TIP: Talk to your kids about what they are saving for and encourage them along the way. By their early teens, kids are ready to create much longer-term goals, such as saving for an end-of-school-year trip.
THE PAYOFF: Having the discipline to save and live within one's means are great life and financial skills. Once your kids acquire these skills, they'll become more independent and self-reliant.
Teach them how to budget
WHAT TO DO: Use everyday exercises to help instill budgeting basics. Your six-year-old can help you find the best price on ice cream at the grocery store. Your nine-year-old can carry around a calculator to help you add up purchases, while your 13-year-old can plan her budget for an upcoming summer trip and open and keep track of a chequing account.
TIP: Kids need to understand that there simply isn't an unlimited supply of funds to spend, so as they mature, share details of your family's budget with them. Explain how you set aside money for savings, pay the bills and use what's leftover for spending.

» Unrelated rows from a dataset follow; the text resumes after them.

PR #2588, opened 2026-04-23
fix(raw): limit=-1 silently returned only the first chunk of rows (DM-3733)

haakonvt:
## Bug summary
`limit=-1` (and `math.inf`) are documented as "return everything" sentinels, equivalent to `None`. In the concurrent row fetcher (`_list_generator_concurrent`), the consumer loop checked `if limit is None` — so `-1` fell into the finite-limit branch where `chunk[:-1]` dropped the last row and triggered an early exit.

**Fix:** normalise `-1`/`inf` to `None` at the top of `_list_generator_concurrent`. Adds a parametrized regression test covering all three unlimited sentinels.

Found by @dmhv


amorken (approved):
risk review ok or not ok who knows but the bot should be happy

cognite/client/_api/raw/rows.py
```diff
@@ -226,7 +226,7 @@ async def _fetch_and_enqueue(iterator: AsyncIterator[RowList]) -> None:
                     await asyncio.sleep(0.5)
                     continue
 
-                if limit is None:
+                if not is_finite(limit):
```
amorken, line 229: on second thought, why not `is_unlimited(limit)` ?

haakonvt: Making mypy happy: is_finite is a TypeGuard[int], so mypy narrows limit to int in the arithmetic on lines 234 and 238. is_unlimited has no such guard, so those lines would still fail type checking.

Talk about how you only have so much disposable income and that if you buy pizza every Friday night, you won't have enough left over to go to the movies together. “Never be afraid to tell your kids ‘we can't afford it,'” adds Godfrey.
THE PAYOFF: Kids learn the difference between needs and wants when you model good budgeting practices and teach them to comparison shop.

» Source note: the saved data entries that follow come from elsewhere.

PR #2594, opened 2026-04-27
fix(datapoints): restore backpressure in insert_multiple to fix memory regression vs v7

haakonvt:
In v8, all insert tasks are created at once via asyncio.create_task(). Because dp.dump() is synchronous (no await), every task serialized its full payload before any of them could block on the write semaphore, causing all datapoints to materialize in memory simultaneously.

Fix: acquire the write semaphore before serialization so that payload preparation is throttled to the same concurrency as the HTTP requests (default: 5), matching v7 behavior where the ThreadPoolExecutor(max_workers=5) provided this naturally.


haakonvt:
🦄

erlendvollset (approved):

audunska (approved):
Great catch!

haakonvt:
> Great catch!

Gotta give kudos to customer Lyse 😅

Encourage your kids to earn extra income
WHAT TO DO: While the experts say it's not a good idea to tie allowance to regular household chores, you can create “extra-credit” jobs to give your kids a chance to earn more money. Let them clean out the van and pay them for the time they spend on the task. As kids get older there are lots of ways for them to earn extra cash: babysitting, garage sales, cutting grass for the neighbours, etc.
TIP: Help your child turn a passion into a business venture. If your daughter loves dogs, she could start a dog-walking service; if your son collects trading cards, he might want to sell some on EBay.
THE PAY OFF: “Connecting work with earning money is valuable in developing responsible work habits and acquiring discipline,” says Godfrey. “Those who start early have an easier time mastering these skills than kids who aren't required to work until after high school or university.”
Help them understand debt
WHAT TO DO: “If you buy something for your child on your credit card, show him the bill when it comes in and explain how you must pay for the item now, even if at the time you just handed a card to the store and it looked like nothing was happening,” says Godfrey. And make sure that your kids know prepaid cards such as phone cards cost money to buy upfront and need to be used wisely.
Godfrey also advises charging interest if you loan money to your kids. “It can be a low rate, but you
want to remind them that borrowing costs money.”
Once your teen has mastered the art of saving, budgeting and balancing a chequebook, a bank debit card or prepaid card can be a good trial experience before getting a regular credit card. If you let him practise with this kind of plastic, he may fare better when he heads off to university or enters the working world.
THE PAYOFF: A good credit rating will make it easier for your children to find their first apartment and get better rates on insurance when they start to drive.
Walk the talk
WHAT TO DO: Be a good financial role model. Think about the messages you're sending your kids. Do you live at the mall and stock up on stuff you don't really need, or shop smart and limit those impulse buys?
TIP: Talk to your kids regularly about the importance of paying bills on time, long-term savings, etc. “You have to talk about money with your kids in the same way you talk about sex and drugs,” says Godfrey.
THE PAYOFF: If you act as your kids' personal money mentor and teach them how to manage their finances, chances are they will take those lessons with them when they leave home and – bonus! – won't be calling for bailouts.